It’s not just the Republic who has problems with ‘who guards the guards’. There are two worrying stories on the same day concerning the activities of the Police Ombudsman’s office.
One concerns a criminal case which the Judge is reported to have said:
…failings in the investigation “resulted in it being impossible for the defendants to receive a fair trial”.
He said weaknesses in the investigative process meant it “would offend the court’s sense of justice and propriety to be asked to try the accused in the particular circumstances of the case.”
In particular, he expressed serious concern about a “deliberate error” by an investigator who made an inaccurate claim to one of the officers and their solicitor about the availability of mobile phone footage of the alleged incident.
“The court is left with considerable concern regarding the motivation for the investigator’s response and cannot exclude the possibility that it was designed to elicit a particular response,” he said.

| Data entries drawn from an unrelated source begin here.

PR #653, opened 2017-11-14
Ensure only one footnote is opened at a time

### LINKED ISSUE #621: Only allow one footnote to be opened at a time (depends on #620)

cmc333333:
This resolves #621 by pushing the which-footnote-is-expanded logic into redux. It's overkill for our single bit of state, but should bootstrap this style of state management.

CC @tadhg-ohiggins for visibility

### DIFF
--- a/ui/components/app-wrapper.js
+++ b/ui/components/app-wrapper.js
@@ -1,8 +1,10 @@
 import Router from 'next/router';
+import withRedux from 'next-redux-wrapper';
 import NProgress from 'nprogress';
 import PropTypes from 'prop-types';
 import React from 'react';
 
+import createStore from '../store';
 import ErrorView from './error';
 import HeaderFooter from './header-footer';
 
@@ -45,5 +47,8 @@ export default function wrapPage(Page, dataFn, headerFooterParams) {
       return { err };
     }
   };
-  return WrappedPage;
+  return withRedux({
+    createStore,
+    debug: process.env.NODE_ENV === 'development',
+  })(WrappedPage);
 }
--- a/ui/components/content-renderers/footnote-citation.js
+++ b/ui/components/content-renderers/footnote-citation.js
@@ -4,7 +4,7 @@ import { bindActionCreators } from 'redux';
 import { connect } from 'react-redux';
 
 import { renderContent } from '../../util/render-node';
-import { openFootnote } from '../../store/actions';
+import { closeFootnote, openFootnote } from '../../store/actions';
 
 import Footnote from '../node-renderers/footnote';
 import Link from '../link';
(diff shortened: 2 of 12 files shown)


ui/components/app-wrapper.js
```diff
@@ -45,5 +47,8 @@ export default function wrapPage(Page, dataFn, headerFooterParams) {
       return { err };
     }
   };
-  return WrappedPage;
+  return withRedux({
+    createStore,
+    debug: process.env.NODE_ENV === 'development',
```
toolness: Something I've noticed with `NODE_ENV` is that folks seem to usually compare it to `production` rather than checking to see if it's `development`, meaning that this conditional might instead be expressed as `process.env.NODE_ENV !== 'production'`. However, if our docker setup is correctly setting `NODE_ENV` to `development` then I guess it doesn't matter!

ui/components/content-renderers/footnote-citation.js
```diff
@@ -1,45 +1,37 @@
...
-    };
     this.shrinkFootnote = this.shrinkFootnote.bind(this);
     this.handleCitationClick = this.handleCitationClick.bind(this);
+    this.footnoteIdentifier = props.content.footnote_node.identifier;
   }
 
   handleCitationClick(e) {
     e.preventDefault();
-    this.setState({ expanded: !this.state.expanded });
+    this.props.openFootnote(this.footnoteIdentifier);
```
toolness: Does this (along with the corresponding logic in the reducer) technically change the behavior of the citation link from _toggling_ the footnote to specifically ensuring that it's open, but not closing it if it's already visible?

ui/store/initial-state.js
```diff
@@ -0,0 +1 @@
+export default { openedFootnote: null };
```
toolness: Do we want to add a comment explaining why some elements of the state, such as the parts of it reflected in the URL, aren't currently represented here?  Just in case folks come here expecting to see a bunch more stuff?

ui/components/app-wrapper.js
cmc333333: It's funny you mention that -- I originally had `!== 'production'`, but realized we actually have three environments: production, development, test. Jest sets the latter by default (though I think we make it explicit, too) to trigger a slightly different babel config. When I set to `!== 'production'`, I saw some rather noisy tests, so I opted out. What do you think?

ui/components/content-renderers/footnote-citation.js
cmc333333: Excellent catch; I did _not_ intend to change that logic. Will update.

ui/store/initial-state.js
cmc333333: Can do.

cmc333333:
Thanks @toolness. I'll push up a fix for the toggle, rebase and merge.

ui/components/app-wrapper.js
toolness: Oh, interesting... I am used to testing frameworks that suppress stdout unless the test fails, which I like because that makes failing tests easier to debug without making successful tests super noisy.  If there's no way to enable that in jest, though, I think it's fine to leave your code as-is!

PR #661, opened 2017-11-15
[WIP] Attempt to link to policy detail

### LINKED ISSUE #556: Policy detail: Incoming link
Per Slack [conversation](https://gsa-tts.slack.com/archives/C3HKL8MS7/p1507754840000293?thread_ts=1507754115.000618&cid=C3HKL8MS7), we want the circles on the policy listing page to link to their respective policy detail pages.

toolness:
One day, this might fix #556, but for now

Interesting things that have happened so far:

“The Police Ombudsman (PONI) is charged with investigating the police and enjoys similar powers and responsibilities to the police.
“However, there is no corresponding organisation to monitor the work of the Ombudsman and its acts, errors and omissions instead fall to be scrutinised by the courts in applications such as the one under consideration.
“As the guard of the guards the actions of the Ombudsman must, in my judgement, be entirely above reproach.
“Its relationship with those under its scrutiny must be one of utmost good faith if it is to retain the confidence of our community.”
And another judge has suggested there has been mishandling of the Loughinisland case:
Mr Justice McCloskey said the authors of the Loughinisland report were “careless, thoughtless and inattentive in the language and structuring of the document”.
He also said the police officers deemed to have colluded with the gunmen were “in effect tried and convicted without notice in their absence”.